Sexuelle Aufklärung – ein Thema, das jede Generation betrifft, aber sich ständig verändert. Genau das nehmen Jugendliche in Rochlitz unter die Lupe: Sie blicken auf 20 Jahre Aufklärungsarbeit vor Ort zurück und fragen, wie sich Inhalte, Methoden und gesellschaftliche Einstellungen im Laufe der Zeit gewandelt haben.
Das Besondere: Viele der Jugendlichen haben selbst an diesem Aufklärungsprojekt teilgenommen. Dadurch entsteht ein persönlicher Zugang und gleichzeitig die Neugier, mehr über die Erfahrungen früherer Generationen zu erfahren. Wie wurden ihre Eltern oder Großeltern aufgeklärt? Was hat sich verändert? Und was ist vielleicht gleich geblieben?
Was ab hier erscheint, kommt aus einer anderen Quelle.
PR #4381, opened 2026-09-10
fix: Sync `server_settings` types/fixtures with new Connect fields

fizzboop:
## Intent
Connect recently [added](https://github.com/posit-dev/connect/pull/42900) a required status field and per-installation publishable field to the `server_settings/{python,r,quarto,nodejs}` API responses. Publisher's `connect-api` types and `mock-connect` test fixtures predated those additions, which broke the `connect-contract-tests/validate-fixtures` CI job on main and blocked unrelated dependabot PRs (#4368, #4369).

## Type of Change
- - [x] Bug Fix 
- - [ ] New Feature 
- - [ ] Breaking Change 
- - [ ] Documentation 
- - [ ] Refactor 
- - [ ] Tooling 

## Approach
Added `status/publishable` to the `connect-api` TypeScript types and updated the `mock-connect` fixtures and test mocks to match. No behavior changes beyond exposing the new fields on the typed client response.

## User Impact
None directly — this only fixes broken CI and stale internal types/fixtures. It does unblock future Publisher features that want to read runtime status/publishable.

## Automated Tests
Updated test/mock-connect fixtures and `connect-api/connectPublish` unit tests to cover the new required fields; ran `just validate-fixtures` and both affected test suites locally.

## Directions for Reviewers
Confirm `just validate-fixtures` passes and that the fixture values (`status`, `publishable`) look reasonable against the current Connect OpenAPI spec.

## Checklist
- [ ] I have updated the _root_ [CHANGELOG.md](../CHANGELOG.md) to cover notable changes. (N/A — internal test/type fix, no user-facing change)


packages/connect-api/src/types.ts
```diff
@@ -341,25 +341,37 @@ export interface SchedulerSettings {
...
 
+/** The configured, licensed, and discovered state of a runtime. */
+export interface RuntimeStatus {
+  enabled: boolean;
+  licensed: boolean;
+  available: boolean;
+  usable: boolean;
+}
+
 export interface PyInstallation {
```
hekhuisk, line 352: Not relevant to your changes, but is there is a reason we don't just have 
```
interface BaseInstallation {
  version: string;
  cluster_name: string;
  image_name: string;
}
```
for `PyInstallation`, `RInstallation`, `QuartoInstallation`, `NodejsInstallation` to extend?

extensions/vscode/src/publish/connectPublish.test.ts
```diff
@@ -363,10 +363,28 @@ function makeSettings(overrides?: Partial<AllSettings>): AllSettings {
...
-    nodejs: { installations: [], enabled: true, ...overrides?.nodejs },
+    python: {
+      installations: [],
+      api_enabled: true,
+      status: { enabled: true, licensed: true, available: true, usable: true },
+      ...overrides?.python,
+    },
+    r: {
+      installations: [],
+      status: { enabled: true, licensed: true, available: true, usable: true },
```
hekhuisk, line 374: nit: You could pull `installations` and `status` out into a separate const that is spread over each of these.

packages/connect-api/src/types.ts
fizzboop: i'm not entirely sure if there is. 
@dotNomad would that be possible or am i missing context on why we can't go that route?

dotNomad: I assume this is because the Connect API side isn't inheriting from a single type. Each of the installation `type` objects are their own with nothing enforcing that they share `version`, `cluster_name`, or `image_name`.

Not saying we can't do that here, but that is probably the reason the code is like that.

dotNomad (approved):
This looks like a very reasonable change to me. I'll leave it up to you @fizzboop if you want to create a `BaseInstallation` to reduce a bit of duplication, or if you want it to represent the Connect API extremely closely.

packages/connect-api/src/types.ts
fizzboop: ah okay, i'm leaning on leave it as is. i can probably add a [comment](https://github.com/posit-dev/publisher/pull/4381/commits/317df3fbc5ce6dd64b25dd43723839c2d6f47abe) just in case anyone else runs into this.

extensions/vscode/src/publish/connectPublish.test.ts
fizzboop: added in commit [1e9d0dd](https://github.com/posit-dev/publisher/pull/4381/commits/1e9d0dd3d78a931743fbe375817dd2fb9a0a701e)

hekhuisk (approved):

dotNomad (approved):
The test changes make sense to me. Thanks for pushing on that.

PR #4390, opened 2026-09-15
Scan code chunks for files on disk

### LINKED ISSUE #4388: resourceFinder doesn't scan code chunks in .qmd/.rmd, so data files read by code are missing from the bundle
## Problem

`resourceFinder` (added in #3149 for #2594) auto-adds referenced files to config files, but for `.qmd`/`.rmd` it only parses markdown content — image syntax, `` tags, `.html` links, and the YAML `resource_files:` key. Code chunks are never parsed.

So today:

- `` in a `.qmd` → found ✅
- `read_csv("data/penguins.csv")` in a `.qmd` code chunk → not found ❌

The result is that the first deploy of a Quarto report that reads a data file fails to render on the server, because the data file was never added to the bundle. Users then have to select files manually, or fall back to rsconnect, which has a straightforward argument for adding files to the bundle. This has been hitting users repeatedly in live use via the Posit Assistant publishing skill and the Positron publish command — the agent retries several times before working out that files need attaching, and often never does.

Notably, standalone `.r` files are handled the way we want: `scanR` (`extensions/vscode/src/inspect/helpers/resourceFinder.ts:234-257`) strips `#` comments, extracts all quoted string literals, and keeps the ones that resolve to an existing file — with no extension filter. That's essentially the behavior we want applied inside `.qmd`/`.rmd` code chunks.

## Ask

Extract fenced code chunks from `.qmd`/`.rmd` (and `.md`, where relevant) and run the same string-literal extraction plus path check over their contents, so that files a document's code references are added to the deployment. Re-implementing more of `rmarkdown::find_external_resources()` is fine if that's what it takes — the goal is that users get the files their code references included whenever it's reasonably possible.

## Pointers

- `extensions/vscode/src/inspect/helpers/resourceFinder.ts:8-15` — `supportedExtensions`
- `scanMarkdown` (`:130-194`) — splits YAML front matter from markdown inline; applies `markdownImgRe`, `markdownLinkRe`, `htmlImgInMarkdownRe` (`:22-26`). No chunk handling; there's no existing front-matter/markdown/chunk splitter helper.
- `scanR` (`:234-257`) + `processMatches`/`addResource` (`:331`) — the logic to reuse
- `parseYAMLResourceFiles` (`:380-431`)
- Callers that push results into `cfg.files`: `extensions/vscode/src/inspect/detectors/rmarkdown.ts:189-191` and the equivalent in `quarto.ts`
- Tests: `extensions/vscode/src/inspect/helpers/resourceFinder.test.ts`

## Suggested scope

- Handle fenced chunks of any engine (` ```{r} `, ` ```{python} `, ` ```{ojs} `, plus plain ` ```r `), and ideally inline code (`` `r ...` ``).
- Keep false positives low the same way `scanR` does: only add a path that resolves to a file that actually exists within the project directory.
- Don't add files already covered by config files / existing exclusions.
- Add unit tests covering: `read_csv("data/x.csv")` in an `{r}` chunk, `pd.read_csv("data/x.csv")` in a `{python}` chunk, a relative path that doesn't exist (must not be added), and a path escaping the project dir (must not be added).

Implementation should reuse `processMatches`/`addResource` rather than duplicating path handling, respect the project-directory boundary and existing exclusion behavior, and stay focused — no refactors beyond what's needed.

A complementary workaround for authors who control the document — listing files under `resource_files:` in the Quarto front matter — already works today, but shouldn't be a requirement.

jonkeane:
Add a resource scanner inspired by https://github.com/rstudio/rmarkdown/blob/main/R/html_resources.R

Scans code for references to files, includes them by default.

Finally got this working locally, and it's amazing:

image

Closes #4388


m-- (approved):
played with this locally and on my pet example it's a treat. thank you 🚀

Issue #4017, opened 2026-04-16
bug: Without Quarto locally we don't detect scripts


dotNomad:
If we cannot utilize `quarto inspect` our fallback behavior does not detect [scripts](https://docs.posit.co/connect/user/scripts/) (`.py` or `.R` scripts for Connect) well.

We rely on quarto inspect to recognize an .R file wth the `#' ---` frontmatter and the detector will use that to determine the quarto-static config.

We do have a fallback, but if there is no _quarto.yml then the .R file get rejected by the genNonInspectConfig()

https://github.com/posit-dev/publisher/blob/70e6ec85516a1887c25c6b98ff6c039457ae5de6/extensions/vscode/src/inspect/detectors/quarto.ts#L449-L457

Even without `_quarto.yml` a `.R` entrypoint doesn't get identified.

PR #4392, opened 2026-09-18
Detect and insert Quarto script frontmatter

nealrichardson:
## Summary

Closes both remaining gaps tracked under #3323:

- **#4017** — a `.R`/`.py` script that already has the Quarto frontmatter Connect needs to render it is now detected automatically, even without a working `quarto` CLI or a `_quarto.yml` file.
- **#3323** — choosing the "Script" option for a `.R`/`.py` entrypoint in the manual content-type picker now inserts the required Quarto frontmatter into the file automatically, instead of leaving the user to hand-edit it.

Frontmatter detection (both directions) is anchored to the start of the script (after an optional shebang and/or blank lines), and insertion preserves an existing shebang line rather than displacing it.

There are tests of course, and here's a screen recording of the basic flow working for R and Python scripts. When I run it on a script file that doesn't have front matter, it gets inserted for me. I then deleted the publisher toml and retried just to show that we do detect the front matter as a script if it is present--I just think it's unlikely that anyone will already have it.

https://github.com/user-attachments/assets/ac226d7f-6bca-4cdf-9074-e643d5f43a45


extensions/vscode/src/inspect/helpers/quartoScriptFrontmatter.ts
```diff
@@ -0,0 +1,117 @@
...
+/**
+ * Detect whether a bare R or Python script already has the Quarto
+ * frontmatter block Connect requires to render it (see
+ * https://quarto.org/docs/computations/render-scripts.html). R scripts use
+ * roxygen-style `#'` comments; Python scripts use a `# %% [markdown]` cell.
+ * In both cases the block must be delimited by a `---` line on each side,
+ * and must be the first thing in the script (after an optional shebang line
+ * and/or blank lines) — a later, unrelated comment block that happens to be
+ * delimited by `---` lines doesn't count as Quarto frontmatter.
+ */
```
jonkeane, line 18: I tried this out locally and I was a _little bit surprised_ that it edited my script file to insert this block (and then saved it to disk). I more expected it would inject in flight and not change my script on disk. I'm ok for this to change the script on disk, but think I would like at least a note (or addition to the header comment explaining why?)

nealrichardson: I think if it doesn't save then deploy will fail, it needs to be in the code that is shipped to Connect. 

Thanks for taking a look. I had meant to keep this draft until I ran it myself locally but Claude and I got into an argument about something else. I'll try it out and see how it feels to me.

nealrichardson:
Ok this is ready for review now.

extensions/vscode/src/inspect/helpers/quartoScriptFrontmatter.test.ts
```diff
@@ -0,0 +1,257 @@
...
+import { describe, expect, test } from "vitest";
+import * as yaml from "js-yaml";
+import {
+  buildQuartoScriptFrontmatter,
+  hasQuartoScriptFrontmatter,
+  insertQuartoScriptFrontmatter,
+  type ScriptLanguage,
+} from "./quartoScriptFrontmatter";
+
+// Strip the comment prefix off each frontmatter line and parse what's left as
```
zackverham: I think maybe this comment is out of place - looks like it should be for the function below

extensions/vscode/src/inspect/helpers/quartoScriptFrontmatter.ts
zackverham: did we come to a consensus on this one? It makes sense that we need to save the frontmatter change to disk, I do agree that maybe having some type of "inserted by publisher" note would probably be good if nothing else than to be a good citizen with other people's work. 

Other option I suppose would be to do some temp file shenanigans and modify a copy of the original, but that feels like overkill to me. I only bring it up because if there's a bug in here and publisher accidentally mangles someone's working file, that would be pretty bad.

Issue #691, opened 2026-08-17
spamd install fails if /etc/mail doesn't already exist


schellj:
```
Source: /var/tmp/radia-run-200153-6111/20260817182219-spamd.sh
bash stack:
  rsconf_install_directory
  spamd_rsconf_component
  rsconf_run
  rsconf_require
  source
  install_script_eval
  rsconf_main
  install_script_eval
  install_repo_internal
  install_main
/etc/mail/spamassassin: parent directory (/etc/mail) does not exist
```

PR #694, opened 2026-08-17
Fix #693 sa_update_keys_d created by sa-update, may not have run yet

### LINKED ISSUE #693: spamassassin sa-update-keys dir may not exist (yet)
```
find: ‘/etc/mail/spamassassin/sa-update-keys’: No such file or directory
bash stack:
  spamd_main
  spamd_rsconf_component
  rsconf_run
  rsconf_require
  source
  install_script_eval
  rsconf_main
  install_script_eval
  install_repo_internal
  install_main
```

schellj:


robnagler (changes requested):
I think sa-update should be run manually if the keys don't exist. They keys are required for normal operation.

schellj:
In general, are we to presume that component dependencies are installed, either by a prior component, or by the component itself? If so, it appears that the root cause here and for #691 is that spamassassin hasn't been installed yet. On my host, what installs container-perl (which installs spamassassin) is `artisans.sh`, and in `000.sh`, `rsconf_require spamd` comes before `rsconf_require artisans`. Looks like the potential ordering issue results from some older components not using `internal_build_compile` and the write queue.

robnagler:
> In general, are we to presume that component dependencies are installed, either by a prior component, or by the component itself? 

Yes

> If so, it appears that the root cause here and for #691 is that spamassassin hasn't been installed yet.

Something is not right, because spamd does install bivio-perl rpm. The build_compile and build_write phases happen on the rsconf controller, not the target. The error is on the target. 

Look a bit deeper into why this is happening. bivio-perl may be a dummy in rsconf dev mode.

schellj:
I think the problem is that the bop component uses `internal_build`, while `spamd` uses `internal_build_compile`/`internal_build_write`. 

The calls to `internal_build` happen at compile time (https://github.com/radiasoft/rsconf/blob/693-sa-update-keys-may-not-exist/rsconf/component/__init__.py#L78); calls to `internal_build_write` get deferred via the write queue (https://github.com/radiasoft/rsconf/blob/693-sa-update-keys-may-not-exist/rsconf/component/__init__.py#L76) to after all of the components have been compiled.

This means that when the component for the first bop app is compiled, `install_perl_rpms` is called (https://github.com/radiasoft/rsconf/blob/693-sa-update-keys-may-not-exist/rsconf/component/bop.py#L62), which adds the call to `install_repo_eval biviosoftware/container-perl base` (https://github.com/radiasoft/rsconf/blob/693-sa-update-keys-may-not-exist/rsconf/component/bop.py#L160) to the component script and sets `bop._perl_installed = True`. This prevents the call to `install_repo_eval biviosoftware/container-perl base` from being added to the script for further components that want to `install_perl_rpms` (in their `internal_build_write`), like spamd (https://github.com/radiasoft/rsconf/blob/693-sa-update-keys-may-not-exist/rsconf/component/spamd.py#L39). 

The component ordering in `000.sh` means that the spamd script gets called before the first bop script, and before spamassassin is installed via container-perl.

schellj:
It looks like the simplest potential workaround would be to drop the `_perl_installed` gate from `install_perl_rpms`; there would then be redundant `container-perl` install attempts, but those should be idempotent.

However, there is also a similar install ordering issue in postgrey with `bivio-perl`. A similar workaround would be to remove the `_installed_rpms` gate from `install_perl_rpm` here: https://github.com/radiasoft/rsconf/blob/693-sa-update-keys-may-not-exist/rsconf/component/__init__.py#L209

Looks like there are other more ideal solutions that would be more involved.

robnagler:
The coupling of install_perl_rpms inside bop is incorrect. That was laziness. The correct solution would be to have a component: perl_rpms (or other name). This would be required by spamd, bop, and postgrey. This would fix the ordering problem and the state management. A component is only installed once, and before anything that requires it.

schellj:
ok, that's actually the recommended one of two other solutions that Claude proposed. The other being to refactor the components that still use `internal_build` to use `internal_build_compile`/`internal_build_write`.

robnagler:
The build_compile/build_write fixes would be fine but still obscure the dependency relationship. The fundamental issue is a run once flag (gate is poor usage, as chatgpt realized after a brief discussion :) should be bound to the entity that's doing the work, not to an arbitrary entity.

schellj:
ok, added the component (`bop_perl`).

One question, though; is it weird that spamd and postgrey require bop rpms? Mightn't you want use those without having any bop apps?

robnagler:
We could split the rpms into parts. That's work, and the space the rpms take isn't that much. Another option is to require the rpms explicitly in spamd & postgrey, and then this problem would go away. I was just trying to do the simplest thing, but maybe the latter is better especially since we can use AI to figure out which RPMs are required.

robnagler (changes requested):
This needs to be simplified. I wrote a comment. Tell Claude to remove the bop depednency.

robnagler (approved):

PR #696, opened 2026-08-21
Fix #695 Use unix socket to work around TCP milter processing delays

### LINKED ISSUE #695: Postfix opendkim milter processing is slow
Tested on a beta host, see below. With the opendkim milter enabled (first call to sendmail), the for a 33 MB email, the pre-queue delay was 23 seconds; without it was 1.3 seconds. The delay grows linearly with the email size.
```
~# { printf 'Subject: dkim timing test\n\n'; base64 /dev/urandom | head -c 33000000; } > /tmp/big.eml
~# /usr/sbin/sendmail -i test_dkim_on@example.com < /tmp/big.eml
~# postconf -e 'non_smtpd_milters=' && postfix reload
postfix/postfix-script: refreshing the Postfix mail system
~# /usr/sbin/sendmail -i test_dkim_off@example.com < /tmp/big.eml
~#
~# grep test_dkim /var/log/maillog
postfix/smtp[33079]: 2C2E580C4E4: to=<test_dkim_on@example.com>, relay=none, delay=23, delays=23/0.06/0.03/0, dsn=5.4.4, status=bounced (Name service error for name=example.com type=MX: Malformed or unexpected name server reply)
postfix/smtp[33079]: 831688130A0: to=<test_dkim_off@example.com>, relay=none, delay=1.3, delays=1.3/0/0.03/0, dsn=5.4.4, status=bounced (Name service error for name=example.com type=MX: Malformed or unexpected name server reply)
```
It appears that the delay is related to the fact that postfix sends message content to milters in a hardcoded 64 KB chunk size, and the current opendkim component configuration is to use TCP via localhost. See https://en.wikipedia.org/wiki/Nagle%27s_algorithm#Interaction_with_delayed_ACK. A possible workaround would be to use a unix socket instead.

schellj:
Open to other workarounds for #695. I think the main other route may have been to use TCP_NODELAY, but it appears that would have to be a enabled on the host itself as there isn't a postfix milter setting for that.

### DIFF
--- a/rsconf/component/opendkim.py
+++ b/rsconf/component/opendkim.py
@@ -12,6 +12,7 @@ from rsconf import component
 
 _CONF_D = pkio.py_path("/etc/opendkim")
 _CONF_F = _CONF_D.new(ext=".conf")
+_RUN_D = pkio.py_path("/run/opendkim")
 _SECRET_SUBDIR = "opendkim"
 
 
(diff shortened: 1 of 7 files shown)


rsconf/component/opendkim.py
```diff
@@ -20,14 +21,19 @@ def internal_build_compile(self):
         jc, z = self.j2_ctx_init()
         self.buildt.require_component("postfix")
         self.append_root_bash("rsconf_yum_install opendkim")
+        # TODO: remove port config. the milter changed to use a unix socket. Accepted so hosts
+        # that still set it don't fail to build.
```
robnagler: I don't understand the comment. Just remove port=8891

robnagler (changes requested):

robnagler (approved):

PR #698, opened 2026-08-25
Fix #697 Need unit override to set required opendkim socket permissions

### LINKED ISSUE #697: postfix permission denied on opendkim unix socket
```
postfix/cleanup[18316]: warning: connect to Milter service unix:/run/opendkim/opendkim.sock: Permission denied
```

```
~# ls -ld /run/opendkim
drwxrwxr-x 2 opendkim opendkim 80 Aug 25 15:26 /run/opendkim
~# ls -l /run/opendkim/opendkim.sock
srwxrwx--- 1 opendkim opendkim 0 Aug 25 15:26 /run/opendkim/opendkim.sock
```

schellj:


rsconf/component/opendkim.py
```diff
@@ -45,6 +45,9 @@ def internal_build_write(self):
         z = jc[self.name]
         systemd.unit_prepare(self, jc, watch_files=(_CONF_D, _CONF_F))
         self._install_conf(jc, z, self._install_keys(jc, z))
+        # the unit sets Group so opendkim starts unprivileged and cannot honor
+        # UserID's group, which is what gives the socket its group
+        systemd.install_unit_override(self, jc)
```
robnagler: This is backwards. The postfix group holds mail (PII) and opendkim should not have privileges to access postfix. This is a (big) security hole if there's a bug in opendkim (more likely than postfix, which is older and more broadly used albeit more complex). 

I like this solution: https://wiki.gentoo.org/wiki/OpenDKIM. It's more involved, but we're using AI to write this so should be easy, and I'm sure Claude will tell you this is a more secure solution. :)

schellj: Actually, Claude doesn't think that's a more secure solution:
>   So the dkimsocket indirection buys nothing on this system. Gentoo's dedicated group is defending against
  an exposure that Postfix's directory-based gating already prevents. I'd leave Group=postfix as written.

>   The one thing I'd still adopt from that page is the stricter key ownership (root:opendkim 0640 instead of
  our opendkim:opendkim 0400), so a compromised daemon can't rewrite its own signing keys. That's a
  separate change and it's coupled to the group decision, so it's worth its own issue rather than bolting
  onto this one.

robnagler: When the group of the process is `postfix` the process can read all group read postfix files. I don't know what those are, but the default umask is 022 on RH except we change it to 027. 

The opendkim keys [are already 400](https://github.com/radiasoft/rsconf/blob/f276ec4bab9969ccc0570aae27445113e89488c9/rsconf/component/opendkim.py#L79).

Curious what your session says...

robnagler (changes requested):

schellj:
After discussion, closing in favor of #701.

Die Motivation für das Projekt entstand aus genau solchen Gesprächen. Dabei wurde deutlich, dass das Thema nicht nur historisch spannend ist, sondern auch hochaktuell. Denn obwohl Informationen heute scheinbar überall verfügbar sind, zeigt sich, dass Wissen oft lückenhaft oder unsicher ist. Gleichzeitig stehen Aufklärungsangebote immer wieder in gesellschaftlichen Debatten.
Das Projekt greift diese Spannungsfelder auf und zeigt, wie wichtig fundierte, altersgerechte Aufklärung für Selbstbestimmung, Gesundheit und gesellschaftliche Teilhabe ist. Jugendliche setzen sich kritisch mit Entwicklungen auseinander und entwickeln eigene Ideen für die Zukunft.
In der Umsetzung arbeiten sie mit unterschiedlichen Methoden: Sie analysieren alte Materialien, führen Interviews mit Zeitzeug*innen, Fachkräften und verschiedenen Generationen und vergleichen deren Erfahrungen. Die Ergebnisse werden ausgewertet, eingeordnet und in Form einer Broschüre oder eines Films dokumentiert.
Kooperationspartner sind Schulen, Fachkräfte der Jugendarbeit sowie medizinische Expert:innen.
Träger: JUGENDladen Rochlitz – Muldentaler Jugendhäuser e.V.